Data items
+ + + +

PR #3286, opened 2020-09-26
Base entrypoint image on distroless

ImJasonH:
Reopening #2562 which for some reason GitHub/Prow won't let me reopen 🤷‍♂️ 

With [`ko` gaining multi-arch support](https://github.com/google/ko/pull/38), this change is becoming a bit more relevant, since it makes every TaskRun require a `cp` binary in the base image, which makes it harder to support multi-arch support in Tekton.

-----

The only reason it was based on busybox was to have access to `cp`,
which it used to copy its binary to /tekton/tools for use in later
steps.

Instead of relying on `cp`, this adds a "cp mode" to the entrypoint
binary itself. When invoked with the positional args `cp <src> <dst>`,
it copies src to dst using Go's os and io packages.

# Submitter Checklist

review them:

## Reviewer Notes

# Release Notes

```release-note
Base entrypoint image on distroless/static:nonroot and give it a mode to copy itself to the destination, instead of relying on cp being present in the base image.
```

cc @mattmoor @afrittoli @vdemeester

### DIFF
--- a/.ko.yaml
+++ b/.ko.yaml
@@ -4,11 +4,9 @@ baseImageOverrides:
   # They are produced from ./images/Dockerfile
   github.com/tektoncd/pipeline/cmd/creds-init: gcr.io/tekton-nightly/github.com/tektoncd/pipeline/build-base:latest
   github.com/tektoncd/pipeline/cmd/git-init: gcr.io/tekton-nightly/github.com/tektoncd/pipeline/build-base:latest
+
   # GCS fetcher needs root due to workspace permissions
   github.com/tektoncd/pipeline/vendor/github.com/GoogleCloudPlatform/cloud-builders/gcs-fetcher/cmd/gcs-fetcher: gcr.io/distroless/static:latest
   # PullRequest resource needs root because in output mode it needs to access pr.json
   # which might have been copied or written with any level of permissions.
   github.com/tektoncd/pipeline/cmd/pullrequest-init: gcr.io/distroless/static:latest
-
-  # Our entrypoint image does not need root, it simply needs to be able to 'cp' the binary into a shared location.
-  github.com/tektoncd/pipeline/cmd/entrypoint: gcr.io/distroless/base:debug-nonroot
--- a/cmd/entrypoint/main.go
+++ b/cmd/entrypoint/main.go
@@ -18,6 +18,7 @@ package main
 
 import (
 	"flag"
+	"io"
 	"log"
 	"os"
 	"os/exec"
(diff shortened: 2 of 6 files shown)


mattmoor:
/lgtm

FWIW :D

vdemeester:
> With [`ko` gaining multi-arch support](https://github.com/google/ko/pull/38), this change is becoming a bit more relevant, since it makes every TaskRun require a `cp` binary in the base image, which makes it harder to support multi-arch support in Tekton.

I am not sure I follow entirely this, before this change, we *just* need to ensure that entrypoint image is multi-arch (just like `busybox` is I think), right ? Now it's based on a non-os image so we don't really need to care about multi-arch because there is only binaries in there ?

This just bakes `cp` in entrypoint as an very lightweight alternative of `cp`. One thing though, is this be considered as a breaking change as we are removing a some `debug` (busybox) tooling from the entrypoint image ?

ImJasonH:
> I am not sure I follow entirely this, before this change, we _just_ need to ensure that entrypoint image is multi-arch (just like `busybox` is I think), right ? Now it's based on a non-os image so we don't really need to care about multi-arch because there is only binaries in there ?

Yep, exactly. It was based on `distroless/base:debug` before as an optimal middle-ground between "as minimal as possible (distroless)" and "contains `cp`", but now that we're trying to also make it multi-arch, I think it makes sense to base it on `distroless/static` instead. And we can do that just by moving `cp` into the binary itself.

Basing on `busybox` would also be an option, since it's multi-arch, but that moves us a bit further from the "as minimal as possible" goal.

> This just bakes `cp` in entrypoint as an very lightweight alternative of `cp`. One thing though, is this be considered as a breaking change as we are removing a some `debug` (busybox) tooling from the entrypoint image ?

I don't think we should consider it a breaking change. The "debug stuff" was only present in the `entrypoint` image when it runs as an `initContainer` to copy the `entrypoint` binary out to the shared volume. I'm not even sure how a user would come to depend on that behavior, but if they did they're definitely doing something weird. 🙃

vdemeester:
> Yep, exactly. It was based on `distroless/base:debug` before as an optimal middle-ground between "as minimal as possible (distroless)" and "contains `cp`", but now that we're trying to also make it multi-arch, I think it makes sense to base it on `distroless/static` instead. And we can do that just by moving `cp` into the binary itself.

Well, we are not copying `cp` into the binary itself, we are "coding" `cp` :stuck_out_tongue_closed_eyes:.

> Basing on `busybox` would also be an option, since it's multi-arch, but that moves us a bit further from the "as minimal as possible" goal.

Isn't `distroless/base:debug` using `busybox` ? (I thought so, maybe I am wrong – or maybe it's alpine based).

> I don't think we should consider it a breaking change. The "debug stuff" was only present in the `entrypoint` image when it runs as an `initContainer` to copy the `entrypoint` binary out to the shared volume. I'm not even sure how a user would come to depend on that behavior, but if they did they're definitely doing something weird. upside_down_face

We do publish the entrypoint image, so any user could use it as its own, independently of what Tekton does with it. I do agree it would be weird to use it (instead of an `alpine` or `busybox` image), but still, some might :sweat_smile:

ImJasonH:
> Well, we are not copying `cp` into the binary itself, we are "coding" `cp` 😝.

Right right. Copying it's functionality, is what I meant.

> Isn't `distroless/base:debug` using `busybox` ? (I thought so, maybe I am wrong – or maybe it's alpine based).

I don't think so:
Screen Shot 2020-09-28 at 9 16 49 AM

(from https://viz.kontain.me)

> We do publish the entrypoint image, so any user could use it as its own, independently of what Tekton does with it. I do agree it would be weird to use it (instead of an `alpine` or `busybox` image), but still, some might 😅

I think I still consider that far enough outside intended use that if it breaks anybody it's because they were doing something we don't expect to support. ([Hyrum's Law](https://www.hyrumslaw.com/), of course, aside).

vdemeester:
https://github.com/GoogleContainerTools/distroless#base-operating-system Interesting, it seems to track debian :upside_down_face: :angel:

Issue #2992, opened 2020-07-23
TestReconcile_CloudEvents Unit test failed in nightly job


savitaashture:
# Expected Behavior

Pipeline nightly unit test passes

# Actual Behavior

Pipeline nightly unit test failed:

Taskrun : pipeline-release-nightly-hkptk-unit-tests-2h6tv

Failure:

+ + + +

#### Required action:
Tallying every line that holds the string "does", report the total for the records and nothing else.

#### Answer space:
3